Blue data: The difference between the actual measured zero-photon probability and the zero-photon probability calculated assuming no dynamics but a simple increase of the mean count rate according to $\overline{k}=r{t}_e$. The decreasing number of zero-photon events indicates the decreasing speckle contrast as a function of the exposure time caused by the sample dynamics. Red data: The same plot as in blue but here for the one-photon probabilities.

Figure 3

Speckle contrast of the ionic liquid as a function of the exposure time for temperatures of 220 and 200 K and $Q=2.6{\mathrm{nm}}^{-1}$, respectively.
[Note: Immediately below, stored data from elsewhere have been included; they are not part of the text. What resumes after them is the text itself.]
PR #85, opened 2016-08-19
Feature/multiple form handling

rhukster:
## Multiple Forms

With the release of **Forms Plugin v2.0**, you are now able to define multiple forms in a single page.  The syntax is similar but each form is differentiated by the name of the form, in this case `contact-form` and `newsletter-form`:

```
forms:
    contact-form:
        fields:
            ...
        buttons:
            ...
        process:
            ...

    newsletter-form:
        fields:
            ...
        buttons:
            ...
        process:
            ...
```

You can even use this format for single forms, by just providing one form under `forms:`:

```
forms:
    contact-form:
        fields:
            ...
        buttons:
            ...
        process:
            ...
```

## Displaying Forms from Twig

The easiest way to include a form is to simply include a Twig file in the template that renders the page where the from is defined.  For example:

```
{% include "forms/form.html.twig" %}
```

This will use the twig template provided by the Forms plugin itself.  In turn, it will render the form as you have defined in the page, and handle displaying a success message, or errors, when the form is submitted.

There is however a more powerful method of displaying forms that can take advantage of the new multi-forms support.  With this method you actually pass a `form:` parameter to the Twig template specifying the form you wish to display:

```
{% include "forms/form.html.twig" with { form: forms('contact-form') } %}
```

Using this method, you can choose a specific name of a form to display.  You can even provide the name of a from defined in other pages.  As long as all your form names are unique throughout your site, Grav will find and render the correct form!

You can even display multiple forms in one page:

```
# Contact Form
{% include "forms/form.html.twig" with { form: forms('contact-form') } %}

# Newsletter Signup
{% include "forms/form.html.twig" with { form: forms('newsletter-form') } %}
```

An alternative way to display a form is to reference the page route rather than the form name using an array, for example:

```
# Contact Form
{% include "forms/form.html.twig" with { form: forms( {route:'/forms/contact'} ) } %}
```

This will find the first form from the page with route `/forms/contact`

## Displaying Forms in Page Content

You can also display a form from within your page content (for example `default.md`) directly without that page even having a form defined within it. Simple pass the name or route to the form.

!!  **Twig processing** as well as **page cache** should be disabled to ensure the form is dynamically processed on the page and not statically cached and form handling can occur.

```
---
title: Page with Forms
process:
  twig: true
cache_enable: false
---

# Contact Form
{% include "forms/form.html.twig" with {form: forms('contact-form')} %}

# Newsletter Signup
{% include "forms/form.html.twig" with {form: forms( {route: '/newsletter-signup'} ) } %}
```

## Modular Forms

With previous versions of the Forms plugin, to get a form to display in a modular sub-page of your overall **modular** page, you had to define the form in the **top-level modular page**.  This way the form would be processed and available to display in the modular sub-page.

In **Forms v2.0**, you can now define the form directly in the modular sub-page just like any other form.  However, if not found, the forms plugin will look in the 'current page', i.e. the top-level modular page for a form, so it's fully backwards compatible with the 1.0 way of doing things.

You can also configure your Modular sub-page's Twig template to use a form from another page, like the examples above.

! When using a form defined in a modular sub-page you should always configure your form with a **redirect:** action, as this modular sub-page is not a suitable page to load on form submission because it is **not routable**, and therefore not reachable by a browser.


mahagr:
I'm not sure if I like `forms(null, 'form-a')` especially `null` in there. Maybe use ´@self` to make it similar to how we handle collections. And as a bonus maybe support the other types as well (@taxonomy etc)..

rhukster:
`@self` would be ok  but as this is a singular route and not a collection most of the other collection-based types make no sense. We could add `@parent` and `@root` options, but gain, not really that useful as passing the actual route is nearly as simple.

rhukster:
Actually have a better idea.. optional associative array will be cleaner and more readable.

mahagr:
+1 on that!

PR #86, opened 2016-08-20
Modular and Standard page multi-forms

EricJeker:
It seems that has already been proposed by @rhukster in #85 but still proposing mine. I did it from scratch without even knowing about #85 but it seems we did pretty much the exact same thing.

> great minds meet

Though I did not create anything fancy like Twig functions. I use the exact same thing as proposed in the documentation except you specify your forms with:

```
forms: 
    form-a: 
        - name: form-a
    form-b:
        - name: form-b
```

I tested it on modular pages and in the admin plugin.

To make it works in modular you have to change the modular/form.html.twig like that:

`{{ include("forms/form.html.twig", {form: forms[page.header.form.name]})  }}`

Also, you put the forms in the modular.md and in sub-pages you only specify the name of the form you want to use on that page like that:

```
form:
    name: my-nice-form

```
Cheers,
Eric

### DIFF
--- a/CHANGELOG.md
+++ b/CHANGELOG.md
@@ -1,9 +1,3 @@
-# v1.3.3
-## 08/xx/2016
-
-1. [](#improved)
-    * Added Support for CSS id in form definition
-
 # v1.3.2
 ## 08/10/2016
 
--- a/classes/form.php
+++ b/classes/form.php
@@ -1,8 +1,8 @@
 <?php
 namespace Grav\Plugin;
 
-use Grav\Common\Data\Data;
 use Grav\Common\Data\Blueprint;
+use Grav\Common\Data\Data;
 use Grav\Common\Filesystem\Folder;
 use Grav\Common\Grav;
 use Grav\Common\Iterator;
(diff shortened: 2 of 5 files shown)


rhukster:
They do seem to do similar things, although mine stores forms 'site-wide' to allow access to forms from other pages that might not actually include a form.

mahagr:
Cannot be merged as it is -- not backwards compatible.

EricJeker:
@rhukster Well, I think that except the way we reference forms in modular page (you use the forms() function, I reference them in the page .md file and then get it from page.header) both do pretty much exactly the same thing.

Also, I use `{% include "forms/fields/hidden/hidden.html.twig" ignore missing %}` to add the hidden field in the form which is perhaps cleaner than hard-coding the HTML tag.

In the `templates/form.html.twig` I display all the forms by default:

```
{% for form in forms %}
      {% include "forms/form.html.twig" {form: form} %}
{% endfor %}
```

Another big difference is that I inject the POST values in the post() method as I don't really like the idea of using $_POST everywhere in the code. But that piece of code is not backward compatible for now. But doing that we should also inject $_FILES which is not done for now.

I think those are the main differences.

rhukster:
Thanks @EricJeker, i'll see about adding things that make sense from yours into my PR.  Cheers!

PR #98, opened 2016-10-13
Fixed duplicate textarea class attribute

lcrea:
When a user sets the `classes` attribute  for a `textarea` field, the Twig template duplicates the class attribute inside the textarea tag, resulting in a not valid HTML like this:

**Markdown source**
```markdown
- name: message
  classes: form-control
  type: textarea
```

**Final HTML**
```html
<div class="form-textarea-wrapper">
    <textarea class="form-control" name="data[message]" class="form-control"></textarea>
</div>
```


flaviocopes:
👍

PR #124, opened 2017-02-23
Extend buttons to support 'outerclasses'

Cedroux:
Sometimes when defining a form it may be useful to add classes around buttons (same as the fields).

Example:
```yaml
    fields:
        -
            name: email
            placeholder: 'Email'
            type: email
            classes: form-control
            outerclasses: col-md-2
    buttons:
        -
            type: submit
            classes: btn btn-block
            outerclasses: col-md-2
            value: 'Submit'
```


flaviocopes:
Good idea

The solid lines are assignments to three different processes labeled $P1$, $P2$, and $P3$. The calorimetric glass transition temperature is 214 K.

Figure 4

(a) Speckle contrast as a function of the temperature and delay time for the ionic liquid C8mimCl at $Q=2.6{\mathrm{nm}}^{-1}$. The dynamics is progressively slowing down upon approaching $T_G$ with a separation in a fast and slow frozen-in dynamics visible at the lowest temperatures. (b) Contour plot of the pattern shown in (a).

Figure 5

(a) The x-ray speckle contrast at $t_e=1\mathrm{s}$ exposure time as a function of the temperature. (b) Temperature dependence of the averaged decorrelation time of the nonfrozen part in the IL (blue dots). The red squares represent the appearance of the frozen-in components (i.e., dynamics slower than 1 s). The black line represents an Arrhenius fit with an activation energy of $25\mathrm{kJ}/\mathrm{mol}$.